- Directions for this task
All records shown below should be given again, character for character.

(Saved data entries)
PR #157, opened 2021-01-07
Run interface tests, update badges, and fix planar layer

devmotion:


devmotion:
I had a look at the planer layer and found a bug in the implementation of the inverse.

However, one can also rewrite the forward pass in a simpler and, it seems, numerically more stable way. To keep the PR small, I don't include these possible changes here and just try to fix the test errors.

cpfiffer (commented):
Is there a source for the math so I can check it?

devmotion:
The bracket thing is my own derivation to speed up the root finding algorithm (I haven't seen a discussion of it anywhere else), the bugfix (removal of `norm(w, 2)`) can be checked by looking at eq. (22) in the original paper https://arxiv.org/pdf/1505.05770.pdf and plugging in the parameterization of z|| with alpha below the equation (we solve eq. (22) for z = z_|_ + z||).

devmotion:
There are multiple references to the original paper in the source code but maybe not to eq. (22) explicitly at this line.

cpfiffer (approved):
Okay, looks sufficient to me.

- Finished exercise
PR #157, opened 2021-01-07
Run interface tests, update badges, and fix planar layer

devmotion:


devmotion:
I had a look at the planer layer and found a bug in the implementation of the inverse.

However, one can also rewrite the forward pass in a simpler and, it seems, numerically more stable way. To keep the PR small, I don't include these possible changes here and just try to fix the test errors.

cpfiffer (commented):
Is there a source for the math so I can check it?

devmotion:
The bracket thing is my own derivation to speed up the root finding algorithm (I haven't seen a discussion of it anywhere else), the bugfix (removal of `norm(w, 2)`) can be checked by looking at eq. (22) in the original paper https://arxiv.org/pdf/1505.05770.pdf and plugging in the parameterization of z|| with alpha below the equation (we solve eq. (22) for z = z_|_ + z||).

devmotion:
There are multiple references to the original paper in the source code but maybe not to eq. (22) explicitly at this line.

cpfiffer (approved):
Okay, looks sufficient to me.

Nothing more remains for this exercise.